=== TASK MATERIAL ===
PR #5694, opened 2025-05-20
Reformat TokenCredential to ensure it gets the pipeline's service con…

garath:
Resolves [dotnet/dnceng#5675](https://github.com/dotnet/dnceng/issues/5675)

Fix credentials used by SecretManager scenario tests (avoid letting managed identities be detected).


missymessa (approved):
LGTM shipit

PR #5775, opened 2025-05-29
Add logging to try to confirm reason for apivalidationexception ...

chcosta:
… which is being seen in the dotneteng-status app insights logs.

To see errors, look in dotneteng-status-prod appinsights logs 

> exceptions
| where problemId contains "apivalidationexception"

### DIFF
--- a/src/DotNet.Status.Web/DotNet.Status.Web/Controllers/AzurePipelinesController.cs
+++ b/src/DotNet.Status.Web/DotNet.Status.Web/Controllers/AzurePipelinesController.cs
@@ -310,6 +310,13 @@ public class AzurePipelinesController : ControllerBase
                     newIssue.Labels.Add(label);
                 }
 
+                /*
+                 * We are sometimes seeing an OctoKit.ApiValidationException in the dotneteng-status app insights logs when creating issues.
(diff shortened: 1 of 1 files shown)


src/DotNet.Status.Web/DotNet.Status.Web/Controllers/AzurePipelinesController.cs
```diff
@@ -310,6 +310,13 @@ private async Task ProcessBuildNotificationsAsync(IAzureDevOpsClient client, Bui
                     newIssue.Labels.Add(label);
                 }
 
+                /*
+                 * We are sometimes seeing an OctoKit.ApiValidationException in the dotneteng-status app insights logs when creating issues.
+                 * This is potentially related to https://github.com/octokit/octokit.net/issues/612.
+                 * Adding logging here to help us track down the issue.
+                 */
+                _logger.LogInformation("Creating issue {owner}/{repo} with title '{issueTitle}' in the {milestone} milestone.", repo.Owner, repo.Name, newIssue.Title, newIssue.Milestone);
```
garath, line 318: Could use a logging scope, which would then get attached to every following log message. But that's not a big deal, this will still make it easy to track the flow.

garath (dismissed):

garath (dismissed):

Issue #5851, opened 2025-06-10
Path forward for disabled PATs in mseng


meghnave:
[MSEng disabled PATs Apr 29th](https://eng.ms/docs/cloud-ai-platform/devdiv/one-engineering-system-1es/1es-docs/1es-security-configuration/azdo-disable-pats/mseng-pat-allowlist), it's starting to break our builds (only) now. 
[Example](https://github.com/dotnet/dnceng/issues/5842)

=== EXERCISE AIM ===
What lines of the listing contain the word "logging"? Copy them all.

=== RESPONSE BELOW ===
Add logging to try to confirm reason for apivalidationexception ...
+                 * Adding logging here to help us track down the issue.
garath, line 318: Could use a logging scope, which would then get attached to every following log message. But that's not a big deal, this will still make it easy to track the flow.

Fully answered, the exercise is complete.